PR #24, opened 2021-01-22
Store location

theresenieva:
Add a map to the meeting event page.

Interacting with this page allows users to add locations.

### DIFF
--- a/GoMeet/src/main/java/com/google/sps/servlets/LocationServlet.java
+++ b/GoMeet/src/main/java/com/google/sps/servlets/LocationServlet.java
@@ -1,0 +1,46 @@
+package main.java.com.google.sps.servlets;
+
+import com.google.appengine.api.datastore.DatastoreService;
+import com.google.appengine.api.datastore.DatastoreServiceFactory;
+import com.google.appengine.api.datastore.Entity;
+import com.google.appengine.api.datastore.PreparedQuery;
+import com.google.appengine.api.datastore.Query;
+import main.java.com.google.sps.data.Location;
+import com.google.gson.Gson;
+import java.io.IOException;
+import java.util.ArrayList;
+import java.util.Collection;
+import javax.servlet.annotation.WebServlet;
+import javax.servlet.http.HttpServlet;
+import javax.servlet.http.HttpServletRequest;
+import javax.servlet.http.HttpServletResponse;
+import org.jsoup.Jsoup;
+import org.jsoup.safety.Whitelist;
+
+/** Handles fetching and saving location data. */
+@WebServlet("/location-data")
+public class LocationServlet extends HttpServlet {
+  /** Accepts a POST request containing a new location. */
+  @Override
+  public void doPost(HttpServletRequest request, HttpServletResponse response) {
+    double lat = Double.parseDouble(request.getParameter("lat"));
+    double lng = Double.parseDouble(request.getParameter("lng"));
+    String note = Jsoup.clean(request.getParameter("note"), Whitelist.none());
+    String title = Jsoup.clean(request.getParameter("title"), Whitelist.none());
+
+    Location location = new Location(title, lat, lng, note);
+    storeLocation(location);
+  }
+
+  /** Stores a location in Datastore. */
+  public void storeLocation(Location location) {
+    Entity locationEntity = new Entity("Location");
+    locationEntity.setProperty("title", location.getTitle());
+    locationEntity.setProperty("lat", location.getLat());
+    locationEntity.setProperty("lng", location.getLng());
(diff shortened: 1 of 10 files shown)


vivianho18 (commented):
LGTM :)

GoMeet/src/main/java/com/google/sps/servlets/LocationServlet.java
```diff
@@ -0,0 +1,46 @@
...
+import org.jsoup.Jsoup;
+import org.jsoup.safety.Whitelist;
+
+/** Handles fetching and saving location data. */
+@WebServlet("/location-data")
+public class LocationServlet extends HttpServlet {
+  /** Accepts a POST request containing a new location. */
+  @Override
+  public void doPost(HttpServletRequest request, HttpServletResponse response) {
+    double lat = Double.parseDouble(request.getParameter("lat"));
```
anna-giang, line 26: Will this crash if there was no 'lat' and 'lng' parameter in the request? 
Or if the values in the 'lat' and 'lng' params were not numbers?

GoMeet/src/main/java/com/google/sps/servlets/LocationServlet.java
```diff
@@ -0,0 +1,46 @@
...
+    double lng = Double.parseDouble(request.getParameter("lng"));
+    String note = Jsoup.clean(request.getParameter("note"), Whitelist.none());
```
anna-giang, line 28: This `jsoup` is a good idea! 😊

GoMeet/src/main/webapp/js/interactive-map.js
```diff
@@ -0,0 +1,77 @@
...
+  map.addListener('click', (event) => {
+    createLocationForEdit(map, event.latLng.lat(), event.latLng.lng());
+  });
+  return map; 
+}
+
+/** Creates a marker that shows a textbox the user can edit. */
+function createLocationForEdit(map, lat, lng) {
+ 
+  editLocation =
```
anna-giang: Same thought as above: if the map/lat/lng arguments were invalid types/values, what would happen? 
I guess this is not as important as functions in an API for example, since the code will only be called within our own application (and we are expecting valid args), but something to think about if we have time 😊

theresenieva: Yup, I think that's a valid point. I was going to modify my fetchWrapper (Will have to rename the class haha) to be similar to your MeetingTimeDAO (which makes checks before sending the request) and/or doing the checks server-side and returning a status based on whether the request was valid or not.

GoMeet/src/main/java/com/google/sps/servlets/LocationServlet.java
```diff
@@ -0,0 +1,46 @@
...
+  }
+
+  /** Stores a location in Datastore. */
+  public void storeLocation(Location location) {
+    Entity locationEntity = new Entity("Location");
+    locationEntity.setProperty("title", location.getTitle());
+    locationEntity.setProperty("lat", location.getLat());
+    locationEntity.setProperty("lng", location.getLng());
+    locationEntity.setProperty("note", location.getNote());
+
```
vivianho18, line 42: Do you also need to store the voteCount and voters to datastore?

theresenieva: Yup, I was planning to add this in when I implement the 'voting' feature.

ghost: Optional, but one thing that some people do is they add a `//TODO: ` comment to remind themselves or a reader of future tasks.

GoMeet/src/main/webapp/js/fetch-wrapper.js
```diff
@@ -0,0 +1,10 @@
+/** Wraps the fetch function. */
+class FetchWrapper {
+
+  constructor() {};
+
+  async doPost(servlet, params) {
+    let response = await fetch(servlet, {method: 'POST', body: params});
+    return response;
```
ghost: Just `return await fetch(...)`?

GoMeet/src/main/webapp/js/interactive-map.js
ghost: If you don't want to add in checks now, `TODO` comment also works.

ghost: Add `const`

GoMeet/src/main/java/com/google/sps/servlets/LocationServlet.java
theresenieva: (Answered in another comment)

PR #607, opened 2021-04-23
chore: configure rulers for vscode

josokinas:
## Purpose

We do try to fit code into 80 characters long (which is done by linters), however having a visual line would also allow to keep such for other stuff like inline comments.

## Approach

Add ruler of 80 characters to VS Code.

## Testing

Locally on VS Code.

## Risks

Only affects users that would use VS Code.


rabelloo (approved):
This change is a little bit on the opinionated side, unlike the others.
I'm personally fine with the ruler, just something to keep in mind that it might annoy other contributors.

PR #614, opened 2021-04-23
docs(react): refactor search component stories

josokinas:
## Purpose

Refactor React stories for Search component.

## Approach

Use `reactMatrix`, remove `storyOf`.

## Testing

On Storybook, React stories for Search component.

## Risks

@rabelloo to confirm if something else needs to be removed.


rabelloo (approved):
I think that's all of it, if we missed a file we can delete it later.

PR #615, opened 2021-04-23
fix(react): form onSubmit values

rabelloo:
## Purpose

The current approach will read `id` off elements if they have one, instead of reading their `names`.

That's because of how `<form>.elements` work.

image

## Approach

Instead of using the `elements` key, just list them as an array and filter the ones that have the `name` property set.
It's actually much more efficient this way, and we can remove some code.

## Testing

Updated unit tests.

## Risks

None.

### DIFF
--- a/packages/react/src/components/form/getFormValues.ts
+++ b/packages/react/src/components/form/getFormValues.ts
@@ -13,14 +13,10 @@
  */
 export const getFormValues = <T extends Result>(form: HTMLFormElement): T =>
   Object.fromEntries(
-    Object.entries(form.elements).filter(hasName).map(elementValue)
-  );
+    (Array.from(form.elements) as HTMLInputElement[])
+      .filter((el) => !!el.name)
+      .map((el) => [el.name, el.value])
+  ) as T;
 
-const hasName = ([key]: Entry) => !isDigit.test(key);
-const elementValue = ([key, element]: Entry) => [key, valueOf(element)];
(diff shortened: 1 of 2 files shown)


packages/react/src/components/form/getFormValues.ts
```diff
@@ -13,14 +13,10 @@
  */
 export const getFormValues = <T extends Result>(form: HTMLFormElement): T =>
   Object.fromEntries(
-    Object.entries(form.elements).filter(hasName).map(elementValue)
-  );
+    (Array.from(form.elements) as HTMLInputElement[])
```
josokinas, line 16: If you set this as `HTMLInputElement`, does that work with other form elements?

josokinas (approved):

packages/react/src/components/form/getFormValues.ts
rabelloo: It does, all we need is elements with `.value`, all all `form.elements` should have them.
It's not the most precise or correct interface/type to use, but it's not terribly wrong either.
I suppose we could do `as { value: string }` 🤷🏻

josokinas: Maybe it woul be better?

IDK, just seems that you only expect `<input>` here...

rabelloo: Fair enough, created a new interface.

PR #619, opened 2021-04-27
feat(core): improve font monospace list

rabelloo:
## Purpose

When "Roboto Mono" is not available, the default `monospace` font in Chrome/MacOS is [Courier](https://en.wikipedia.org/wiki/Courier_(typeface)), which is a serif font and looks nothing like Roboto.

==================================================

Look through the entries and work out how many lines have the word "characters" in them; reply with that number only.

> **Exercise output**
2